Scheduling is a complex problem that we encounter in semiconductor fabrication factories everyday. Various methodologies are used in an attempt to look for the optimal solution. Among these methods, Genetic Algorithm (GA) [10][11]
and Swarm Intelligence methods [12][13][14], each has its’ advantages and disadvantages. We will introduce and discuss these methods in this chapter.
2.1 Heuristic Algorithm
Heuristic algorithm is a methodology that has been proven to find a near optimum solution in a reasonable time. It searches down the path of a search tree and determines the distance to the initial state during the progress and attempts to estimate the distance between the goal and current state using the heuristic functions in order to improve its searching efficiency. It is often used in semiconductor manufactories for lot scheduling due to its efficiency in calculation [15]. Sometimes simplified logical rules, that are designed closely related to the factory operation, are used in order to reduce the complexity.
2.2 Genetic Algorithm
Genetic Algorithm was invented in 1970 based on the theory of evolutions and genetics of life forms. Inheritance and crossover of parent solutions creates new generations. Since the good genes survive and bad ones will be eliminated through competition, the descendents usually produce better fitness. However, this method tends to converge with local optimum. Mutation of the genes ensures diversity of child generations. Thus we have a better chance in evolving to a better (if not the best) solution. Typically a solution is presented as a bit array.

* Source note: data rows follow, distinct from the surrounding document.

PR #12040, opened 2019-09-10
Unify sorting of task type on the front and back end

### LINKED ISSUE #11319: Unify how we sort task types on front- and back-end
As [noted in the pull request](https://github.com/department-of-veterans-affairs/caseflow/pull/11247#pullrequestreview-257757985) that introduced back-end sorting of tasks by task type, the front-end and back-end do not return tasks in the same order when we request they be sorted by task type. The front-end uses the task's label field while the back-end uses a combination of task type name and the action field.

## Acceptance criteria
* [ ] Sorting by the "task type" column on the front-end returns tasks in the same order as that same sort on the back-end.

hschallhorn:
Resolves #11319

### Description
Sorts tasks on the back end by their label

### Acceptance Criteria
- [ ] Back end sorts taskColumn by the task's label 

### Testing Plan
1. Ensure sorting the task column results in alphabetical order task labels when sorting with the pagination api

### DIFF
--- a/app/models/task_sorter.rb
+++ b/app/models/task_sorter.rb
@@ -41,6 +41,10 @@ class TaskSorter
   end
 
   def order_clause
+    if column.eql?(Constants.QUEUE_CONFIG.Task_TYPE_COLUMN)
+      return task_type_order_clause
+    end
+
     clauses = column.sorting_columns.map do |col|
       tbl_clause = if sort_requires_case_norm?(col)
                      "UPPER(#{column.sorting_table}.#{col})"
@@ -50,6 +54,10 @@ class TaskSorter
       "#{tbl_clause} #{sort_order}"
     end
     clauses.join(", ")
+  end
+
+  def task_type_order_clause
+    "TODO"
   end
 
   def column_is_valid
--- a/app/models/task_sorter.rb
+++ b/app/models/task_sorter.rb
@@ -41,7 +41,7 @@ class TaskSorter
   end
 
   def order_clause
-    if column.eql?(Constants.QUEUE_CONFIG.Task_TYPE_COLUMN)
+    if column.name.eql?(Constants.QUEUE_CONFIG.COLUMNS.TASK_TYPE.name)
       return task_type_order_clause
     end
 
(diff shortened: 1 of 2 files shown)


app/models/task_sorter.rb
```diff
@@ -41,6 +41,10 @@ def sort_requires_case_norm?(col)
   end
 
   def order_clause
+    if column.name.eql?(Constants.QUEUE_CONFIG.COLUMNS.TASK_TYPE.name)
+      return task_type_order_clause
+    end
+
     clauses = column.sorting_columns.map do |col|
```
lomky: Since we've introduced a branch option up top, could we refactor this second 'branch' option into another function we invoke? Thoughts?

lomky: maybe `default_order_clause`?

app/models/task_sorter.rb
```diff
@@ -52,6 +56,11 @@ def order_clause
     clauses.join(", ")
   end
 
+  def task_type_order_clause
+    task_types_sorted_by_label = Task.descendants.sort_by(&:label).map(&:name)
+    "position(type in '#{task_types_sorted_by_label.join(',')}') #{sort_order}"
```
lomky: There's a lot going on in this line! Could we break it up a bit or drop a comment?

I also would like a little more context for where this sentence return statement comes from, and what it is flowing into? Previously we were returning the relatively straightforward "table ASC/DESC", but now we have a bit more complexity. Maybe just a comment, or if a variable assignment makes sense, a well named var?

spec/models/task_pager_spec.rb
```diff
@@ -187,10 +187,31 @@
 
     context "when sorting by task type" do
```
lomky: Is there an instance in which one of these tests (`task_pager_spec` & `task_sorter_spec`) would fail and the other wouldn't? Can we cut one of them?

hschallhorn: That was my thought as well. There's a ton of overlap in `task_pager_spec` and `task_sorter_spec. I'll look at them tomorrow and determine if we want to condense them or not. May spin out another PR on it

PR #12041, opened 2019-09-10
Add test demonstrating zero legacy cases results in full AMA dockets

pkarman:
Demonstrate existing business logic that zero legacy cases eligible for distribution will result in AMA cases filling the pool.


spec/models/distribution_spec.rb
```diff
@@ -241,6 +241,35 @@
         expect(subject.distributed_cases.count).to eq(15)
       end
     end
+
+    context "when there are zero legacy cases eligible" do
+      let!(:legacy_priority_cases) { [] }
+      let!(:legacy_nonpriority_cases) { [] }
+      let!(:same_judge_nonpriority_hearings) { [] }
```
lomky: Any reason we don't need to overwrite `same_judge_priority_hearings`?

spec/models/distribution_spec.rb
```diff
@@ -241,6 +241,35 @@
...
+        expect(subject.statistics["total_batch_size"]).to eq(45)
+        expect(subject.statistics["priority_count"]).to eq(1)
+        expect(subject.statistics["legacy_proportion"]).to eq(0.0)
+        expect(subject.statistics["direct_review_proportion"]).to be_within(0.01).of(0.13)
+        expect(subject.statistics["evidence_submission_proportion"]).to be_within(0.01).of(0.43)
+        expect(subject.statistics["hearing_proportion"]).to be_within(0.01).of(0.43)
+        expect(subject.statistics["pacesetting_direct_review_proportion"]).to eq(0.1)
+        expect(subject.statistics["interpolated_minimum_direct_review_proportion"]).to eq(0.067)
+        expect(subject.statistics["nonpriority_iterations"]).to be_between(2, 3)
+        expect(subject.distributed_cases.count).to eq(15)
```
lomky: optional: is there anyway to break these into more digestable `it` blocks with some contextual strings?

spec/models/distribution_spec.rb
pkarman: I only overwrote enough fixtures to get the test passing.

spec/models/distribution_spec.rb
pkarman: probably? but this whole spec file would need the same treatment. that's bigger scope that this PR

PR #12046, opened 2019-09-11
Replace arrays with hashes in appeal cache job

### LINKED ISSUE #11760: Investigate cache job runtime increase

lowellrex:
Connects #11760. 

While digging through this file I had a hard time understanding what the logic was actually doing so I've undertaken a slight refactor to improve clarity of what is going on in the `cache_legacy_appeal_vacols_data` function. Does not change any business logic.


app/jobs/update_cached_appeals_attributes_job.rb
```diff
@@ -102,24 +102,37 @@ def cache_legacy_appeal_postgres_data(legacy_appeals)
...
-      vacols_ids = ids.map { |id| id[0] }
-      vacols_folders = VACOLS::Folder.where(ticknum: vacols_ids).pluck(:ticknum, :tinum, :ticorkey)
-      issue_counts_to_cache = issues_counts_for_vacols_folders(vacols_ids)
-      veteran_names_to_cache = veteran_names_for_correspondent_ids(vacols_folders.map { |folder| folder[2] })
-      aod_status_to_cache = VACOLS::Case.aod(vacols_folders.map { |folder| folder[0] })
-      case_status_to_cache = case_status_for_vacols_id(vacols_folders.map { |folder| folder[0] })
-      appeal_assignees_to_cache = assignees_for_vacols_id(vacols_folders.map { |folder| folder[0] })
-
-      values_to_cache = vacols_folders.map do |vacols_folder|
+    all_vacols_ids = legacy_appeals.pluck(:vacols_id).flatten
```
lowellrex: First major change: Collecting the VACOLS IDs into an array that we then batch. We never used the `:id` field we plucked out previously, and flattening this collection allows us to reuse it as `batch_vacols_ids` inside of the loop below.

app/jobs/update_cached_appeals_attributes_job.rb
```diff
@@ -102,24 +102,37 @@ def cache_legacy_appeal_postgres_data(legacy_appeals)
...
+      vacols_folders = VACOLS::Folder
+        .where(ticknum: batch_vacols_ids)
+        .pluck(:ticknum, :tinum, :ticorkey)
+        .map do |folder|
+        {
+          vacols_id: folder[0],
+          docket_number: folder[1],
+          correspondent_id: folder[2]
+        }
+      end
```
lowellrex: Second major change: Collecting the `vacols_folders` as hashes instead of arrays. Primarily done so we don't have to refer back to where we created the array to understand what field `2` refers to, instead we can use the name we assign it in this map.

app/jobs/update_cached_appeals_attributes_job.rb
```diff
@@ -102,24 +102,37 @@ def cache_legacy_appeal_postgres_data(legacy_appeals)
...
+
+      issue_counts_to_cache = issues_counts_for_vacols_folders(batch_vacols_ids)
+      aod_status_to_cache = VACOLS::Case.aod(batch_vacols_ids)
+      case_status_to_cache = case_status_for_vacols_id(batch_vacols_ids)
+      appeal_assignees_to_cache = assignees_for_vacols_id(batch_vacols_ids)
+
+      correspondent_ids = vacols_folders.map { |folder| folder[:correspondent_id] }
+      veteran_names_to_cache = veteran_names_for_correspondent_ids(correspondent_ids)
```
lowellrex: Major change 3: Re-ordered the function calls so they are organized by the parameter they accept.

lowellrex:
> This looks good to me! Could you drop a comment explaining how this resolves #11760 for our institutional memory?

Good catch! It actually doesn't resolve the ticket so I updated the description to "connects" now.

PR #12052, opened 2019-09-11
Filtering cases not in Caseflow

### LINKED ISSUE #12011: Only Return legacy ScheduleHearingTasks where Case location is Caseflow
related to #10820

In order to prevent deduped appeals from appearing in the assign hearings list, we should only [query legacy appeals](https://github.com/department-of-veterans-affairs/caseflow/blob/master/app/models/tasks/schedule_hearing_task.rb#L30) that are in `CASEFLOW`. We do this currently only for central office hearings

sharonwarner:
Resolves #12011 

### Description
This PR updates the tasks_for_ro logic so that we only return appeals that are in Caseflow.


pkarman:
@ferristseng assigning to you to shepherd.

pkarman:
+ @tomas-nava -- please pick up or close.

ferristseng:
I'll pick this one up...this can be something done after pagination lands. The code for this file is moving to the pager. Closing this PR in favor of a future one.

PR #12061, opened 2019-09-11
Add ability to look up BGS participant IDs before logging into Caseflow

lowellrex:
Allows Martina to look up BGS participant IDs before folks log into Caseflow at which point they would become available in the existing dropdown menu. This allows us to create organizations for private attorneys and start populating their queues with `TrackVeteranTask`s so they have something to look at the first time they log in to Caseflow.

image


pkarman:
love this!

client/app/queue/LookupParticipantIdModal.jsx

Depends on the nature of the problem a fitness function (sometimes called a cost function) is defined to compare the solutions quantitatively [16]. In typical implementation of GA for scheduling problem, we use a string consists of all job IDs to represent a solution.
The order of jobs in the string indicates the order in which the jobs will be processed.
Initial population is generated randomly. Parents are selected and perform crossover to generate the next generation. Mutations are conducted randomly to diversify the new population. The process is shown in Figure 2-1.
Calculate fitness for each individul
Optimal Solution has been found
Perform Selections Select individuals with good fitness
No Yes
Output Iteration Count Generate Initial Populations
Perform Mutation Create New individuals
Perform Crossover Create New individuals
Replace bad individuals
Figure 2-1 Flow Diagram of Genetic Algorithm
2.3 Particle Swarm Optimization for Scheduling Problem
Particle Swarm Optimization is one of Swarm Intelligence methods. It was
introduced by J. Kennedy and R. Eberhart in 1995 [17][18]. The methodology has been proven to be successful in solving optimization problems on various continuous functions [19]. The idea was inspired by observing the foraging of bird flocks. The behavior of an individual in a swarm not only depends on its own knowledge but also affected by the behavior or knowledge of other individuals in the swarm. For example, when one individual in the swarm or herd finds food in its path, the others will head toward that direction even if they don’t previously have the knowledge of that location. Also, other entities in the swarm do not simply head for the location that has food. It is common that they often veer off the path randomly and find food elsewhere. This also ensures that other locations in the search space are randomly searched.
When modeling such a swarm, particles are introduced to represent an individual in the swarm. A random location is selected and assigned to each particle.
A fitness function is defined to evaluate the solutions represented by these locations.
Each particle has an initial speed in each dimension of the search space. The particles then move in the space base on the memory of its own experience on best-known location and the swarm’s best-known location.
Similar to mutation that is used in GA a random factor is introduced in deciding the movement of a particle. It is important as it diversify the swarm. The fitness is calculated for the new locations and then new vectors and directions are calculated for each particle.
2.4 Comparison between GA and PSO
GA and PSO have very different features and behavior. Table 2-1 gives a list of the differences between GA and PSO.
Table 2-1 Comparisons between PSO and GA
PSO GA
Search Space Continuous Discrete
Survival All Particles Survives Fittest Population Knowledge on past results pbest and gbest Parents
Searching Behavior Directional Omnidirectional Diversity Random Coefficients Mutation
The two methodologies look fairly similar in some ways. They both preserve
the good results and have a way to diversify the population. PSO has a very obvious direction in its searching process. It is moving toward the past locations with best solutions. GA seems to be searching in all direction. It is mainly because the search space is discrete and it is the nature of the methodology.
GA has a discrete search space that no close relationship associated between different solutions. PSO implementation has a continuous search space and neighboring permutations usually have similar fitness.
Another big difference is survival of entities in the population. Solutions in the population with better fitness are selected to generate new generations while others are retired from the population. Unlike GA, all particles in PSO will survive and live until the end of the process.